Your output must match the records exactly, line for line.
(Provided data)
Issue #458, opened 2024-10-11
Create better layouts for some of our sub-pages


pikurasa:
Need not be "perfect", but some improvements to the following would be nice:

- Come up with recommendations for better layout for:
- /sugar-stories/
- /2014/01/22/Sugar-Labs(R)-Educational-Nonprofit-Celebrates-Two-Google-Code-In-Grand-Prize-Winners/ etc.
- /parents/ and /school-administrators/ and /students/ (which are all similar)
- /more/

ishwarthecodddr:
assign me this issue

omsuneri:
@ishwarthecodddr we dont assign issues

PR #461, opened 2024-10-12
Improve Sugar Stories Page

soumyaranjan-panda:
Fixes: #458

Here is the comparison of the updates: the first one is the after update, followed by the before update.

image


chimosky:
Haven't tested yet, did you test on various screen sizes and be sure it produced the desired results?

soumyaranjan-panda:
No, It doesn't work as intended, I'll update in my next pr.

PR #464, opened 2024-10-12
Updated Sugar Stories Layout

soumyaranjan-panda:
fixed: #458 
Tested on various screen sizes.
(End Provided data)
- Solution for this task
Issue #458, opened 2024-10-11
Create better layouts for some of our sub-pages


pikurasa:
Need not be "perfect", but some improvements to the following would be nice:

- Come up with recommendations for better layout for:
- /sugar-stories/
- /2014/01/22/Sugar-Labs(R)-Educational-Nonprofit-Celebrates-Two-Google-Code-In-Grand-Prize-Winners/ etc.
- /parents/ and /school-administrators/ and /students/ (which are all similar)
- /more/

ishwarthecodddr:
assign me this issue

omsuneri:
@ishwarthecodddr we dont assign issues

PR #461, opened 2024-10-12
Improve Sugar Stories Page

soumyaranjan-panda:
Fixes: #458

Here is the comparison of the updates: the first one is the after update, followed by the before update.

image


chimosky:
Haven't tested yet, did you test on various screen sizes and be sure it produced the desired results?

soumyaranjan-panda:
No, It doesn't work as intended, I'll update in my next pr.

PR #464, opened 2024-10-12
Updated Sugar Stories Layout

soumyaranjan-panda:
fixed: #458 
Tested on various screen sizes.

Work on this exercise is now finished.